DATA START
PR #22309, opened 2025-06-20
support adding latency to pg

kwannoel:
I hereby agree to the terms of the [RisingWave Labs, Inc. Contributor License Agreement](https://raw.githubusercontent.com/risingwavelabs/risingwave/17af8a747593ebdbfa826691daf75bdab7d14fa0/.github/contributor-license-agreement.txt).

## Checklist

- [ ] I have written necessary rustdoc comments.
- [ ]  I have added necessary unit tests and integration tests.
- [ ]  I have added test labels as necessary. 
- [ ]  I have added fuzzing tests or opened an issue to track them. 
- [ ]  My PR contains breaking changes. 
- [ ]  My PR changes performance-critical code, so I will run (micro) benchmarks and present the results. 
- [ ]  I have checked the [Release Timeline](https://github.com/risingwavelabs/rw-commits-history/blob/main/release_timeline.md) and [Currently Supported Versions](https://docs.risingwave.com/changelog/release-support-policy#support-end-dates-for-recent-releases) to determine which release branches I need to cherry-pick this PR into. 

## Documentation

- [ ]  My PR needs documentation updates. 

<details>
<summary><b>Release note</b></summary>

</details>

PR #22310, opened 2025-06-20
perf(connector): optimize pg native sink writer with pipelining

kwannoel:

[
We add pipelining in this PR](https://www.postgresql.org/docs/current/libpq-pipeline-mode.html), which can be simply done by concurrently executing a series of futures.

This also removes complicated logic around parameter batching, just do query pipelining.

These fixes are done for PG rust sink.

## Checklist

### DIFF
--- a/src/connector/src/sink/postgres.rs
+++ b/src/connector/src/sink/postgres.rs
@@ -19,9 +19,8 @@ use async_trait::async_trait;
 use itertools::Itertools;
 use phf::phf_set;
 use risingwave_common::array::{Op, StreamChunk};
-use risingwave_common::bail;
 use risingwave_common::catalog::Schema;
-use risingwave_common::row::{Row, RowExt};
+use risingwave_common::row::Row;
 use serde_derive::Deserialize;
 use serde_with::{DisplayFromStr, serde_as};
 use simd_json::prelude::ArrayTrait;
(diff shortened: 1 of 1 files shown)


kwannoel:
* **#22310** <a href="https://app.graphite.dev/github/pr/risingwavelabs/risingwave/22310?utm_source=stack-comment-icon" target="_blank">Graphite</a> 👈 <a href="https://app.graphite.dev/github/pr/risingwavelabs/risingwave/22310?utm_source=stack-comment-view-in-graphite" target="_blank">(View in Graphite)</a>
DATA END
_ACTIVITY_
From the records above, copy every line that holds the word "opened".

_FINAL ANSWER_
PR #22309, opened 2025-06-20
- [ ]  I have added fuzzing tests or opened an issue to track them. 
PR #22310, opened 2025-06-20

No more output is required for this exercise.